Annually, smoking is responsible for approximately 8 million premature deaths. These figures highlight the urgent need for effective measures to combat this epidemic. The World Health Organization (WHO) and the Institute for Health Metrics and Evaluation (IHME) provide critical data on the mortality rates associated with tobacco use, emphasizing the gravity of the situation. According to the latest WHO estimates as of November 2023, over 8 million people die each year due to tobacco use, with more than 7 million of these deaths directly linked to smoking. Additionally, around 1.3 million nonsmokers die from exposure to second-hand smoke. The IHME's Global Burden of Disease study further supports these findings, estimating that 8.7 million deaths annually can be attributed to tobacco use, including 7.7 million from smoking and 1.3 million from second-hand smoke exposure, alongside an additional 56,000 deaths from chewing tobacco.

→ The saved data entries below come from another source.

PR #1404, opened 2018-04-23
Add no else return tslint rule

Tyriar:
This is a personal preference, any opposition?


mofux:
LGTM 👍I generally prefer early returns over if else statements.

The impact of smoking on mortality is disproportionately higher among men, who account for 71% of premature deaths due to smoking. This disparity underscores the need for targeted interventions that address the specific risks and behaviors associated with smoking among different demographics.
Understanding the vast death toll from tobacco use requires a comprehensive approach that encompasses all forms of tobacco consumption, including smoking and chewing tobacco. The data indicate that the vast majority of tobacco-related deaths are due to smoking, with figures from the IHME suggesting that smoking-related deaths constitute more than 99.9% of all tobacco-use deaths. This emphasizes the critical importance of focusing public health efforts on reducing smoking rates to mitigate the overall impact of tobacco on global health.
The interactive charts and studies provided by organizations like the WHO and IHME offer valuable insights into the global and regional dynamics of smoking-related health issues. These resources allow for a detailed examination of smoking trends and their health consequences, facilitating evidence-based policy-making and public health strategies aimed at reducing smoking prevalence and its associated health burden.
Efforts to combat smoking must take into account the various factors that contribute to its prevalence, including societal norms, economic factors, and the addictive nature of nicotine. Public health campaigns, legislative measures, and support programs for those trying to quit smoking are essential components of a comprehensive strategy to address this issue.
Furthermore, research into the health effects of smoking and the mechanisms by which it contributes to diseases such as cancer, heart disease, and respiratory illnesses is crucial for developing effective treatments and prevention strategies. By understanding the full scope of smoking's impact on health, researchers and policymakers can better target interventions to reduce smoking rates and improve public health outcomes.
In conclusion, the global health crisis posed by tobacco smoking is a multifaceted issue that requires concerted efforts from governments, public health organizations, and communities worldwide. The declining trend in smoking rates offers hope, but the continued high prevalence of smoking-related deaths underscores the need for ongoing action. Through research, public health initiatives, and policy interventions, it is possible to further reduce smoking rates and alleviate the tremendous health burden it imposes on societies around the globe.